Student group: s282575_s331543_s321277_SUPPA_PERRUCCI_DUGASDUVILLARD
Lorenzo Suppa, Vito Perrucci, Tanguy Dugas du Villard
Politecnico di Torino
Machine Learning and Deep Learning course, Spring semester 2024.
The code presented here doesn't stick to the provided template. In order to make it easier to deal with multi-step training and data saving, a wrapper class named 'Session' has been created. In one single session, it is easy to train one, or multiple agents, load, reload and save models, as well as keep track on the metrics. The main part of the codes are the train.py and test_agent.py functions, that are called at nearly every steps.

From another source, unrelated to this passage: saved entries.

Issue #2152, opened 2024-05-01
Support easy access to the json version of a vulnerability


G-Rath:
**Is your feature request related to a problem? Please describe.**
"I'm always frustrated when ..." I keep having to lookup the API endpoint for getting the JSON of an osv 😅 

**Describe the solution you'd like**
Having a link to the underlying JSON data that is used by the api, or something like supporting adding `.json` to the end of the URL to show the JSON version.

**Describe alternatives you've considered**
Writing the api path on a sticky note, but I'm concerned if I add too many more of those my monitor will fall off my desk due to the weight :/

another-rex:
A current two click workaround is going to osv.dev/CVE-2023-45802 and then clicking the import source link, which should give you the JSON.

Though allowing .json to be appended directly to the URL is probably still a good idea.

The student is able to interact with the session using its methods
A detailed explanation of the project's structure, approach, and results is provided in the project report, which can be found in the PDF file named s282575_s331543_s321277_SUPPA_PERRUCCI_DUGASDUVILLARD.pdf.
The two version of the agent (reinforce with (and without) baseline and the actor-critic) has been coded in two different files: agent/actor_critic_agent.py and agent/reinforce_agent.py. Both extend the agent.agent.Agent class, that implements all the agents methods provided in the template, but the update_policy one that is defined differently for each type of agent. Both agent classes represent the implementation of the tasks 2 and 3.

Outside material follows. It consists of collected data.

PR #2211, opened 2024-05-15
Migrate website traffic entirely to Cloud Run

michaelkedar:
I will delete all our app engine stuff probably in the next week or two, in case we really need to roll back.


andrewpollock (approved):
Woohoo!

oliverchang (approved):
YAY!!

PR #2213, opened 2024-05-15
Fix integration tests withdrawn CVEs

andrewpollock:
The cleanup of stale GCS-based records changed the CVE record landscape.


andrewpollock:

We use stable-baseline's PPO, on which we add callbacks to save the training reward. The PPOSession is used to perform experiment on it.

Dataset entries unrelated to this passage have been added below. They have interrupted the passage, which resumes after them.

Issue #2184, opened 2024-05-09
Navigating away from a blog post attempts to get the blog's images from the new page


michaelkedar:
**Describe the bug**
On the website, if you are view a blog post with images and navigate to another page, the browser will attempt to get the images from the blog post relative to the page you've just navigated to, which will 404. 

**To Reproduce**
Steps to reproduce the behaviour:
Monitoring the browsers network requests:
1. Go to a blog post that has images (e.g. "Announcing Guided Remediation in OSV-Scanner")
2. Click on a link to another page on the osv.dev site (e.g. Click "Blog" in the navbar)
3. Observe 404-ed requests made to get images from the new page.

**Expected behaviour**
The browser should not be trying to fetch blog images when leaving the blog's page.

**Screenshots**
![image](https://github.com/google/osv.dev/assets/19356069/9ca208df-165f-4caf-915a-8d2910e904c6)

**Additional context**
Chrome's network browser is telling me the initiator is from `@hotwired/turbo`, which seems to be interacting with how images are relatively loaded from the hugo-generated blog pages.

PR #2217, opened 2024-05-16
Fix 404 error when navigating away from blog page

ZhangChen199102:
Issue: #2184

Turbo always tries to cache the page after a link, but after navigate to a new page, it can't get the images of the blogs cause they use relative path, e.g.
https://github.com/google/osv.dev/blob/2e1117e5c9360f755d46165eaf2f2bf6b576d09f/gcp/appengine/blog/content/posts/announcing-guided-remediation-in-osv-scanner/index.md?plain=1#L36

This PR disables the cache feature of Turbo Drive which is a quick solution, but this will reduce the performance when navigate back to the blog (content won't be stored and it will load a fresh page).

Another solution is improving the images path for each blog, for example use `/static/blog/posts/announcing-guided-remediation-in-osv-scanner/gr_main.png` instead of `gr_main.png`. But by going this way, we need to keep in mind to use absolute path when adding a new blog.

Please let me know your thought, or any other solution.

### DIFF
--- a/gcp/appengine/frontend3/src/templates/blog_post.html
+++ b/gcp/appengine/frontend3/src/templates/blog_post.html
@@ -1,5 +1,6 @@
 {% extends 'base.html' %}
 {% set active_section = 'blog' %}
+{% set disable_turbo_cache = 'true' %}
 
 {% block content %}
 <div class="blog-post-page">


michaelkedar (approved):
I think removing turbo's caching is fine.

> Another solution is improving the images path for each blog, for example use `/static/blog/posts/announcing-guided-remediation-in-osv-scanner/gr_main.png` instead of `gr_main.png`. But by going this way, we need to keep in mind to use absolute path when adding a new blog.

I don't like having to specify the absolute path manually, but I wonder if there's a way to automatically convert these paths from relative to absolute in hugo?

ZhangChen199102:
> I think removing turbo's caching is fine.
> 
> > Another solution is improving the images path for each blog, for example use `/static/blog/posts/announcing-guided-remediation-in-osv-scanner/gr_main.png` instead of `gr_main.png`. But by going this way, we need to keep in mind to use absolute path when adding a new blog.
> 
> I don't like having to specify the absolute path manually, but I wonder if there's a way to automatically convert these paths from relative to absolute in hugo?

I've went through Hugo's doc, and don't think they provide a method to automatically convert paths to absolute path.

To train, we use the TrainAndTestCallback to store the training reward, optionally regularly train the PPO on a different environment during its training, and optionnally set a maximum number of episodes.
We slightly modifed the CustomHopper to make a GDRHopper and an UDRHopper, whose masses can be modified easily. We use them to perfrom UDR or GDR experiments. With PPO, we use GDRCallback and UDRCallback.
The ADR is perform on PPO via th ADRCallback, using discriminator and particles defined in the domain_randomization folder, alongside with the UDRHopper and GDRHopper.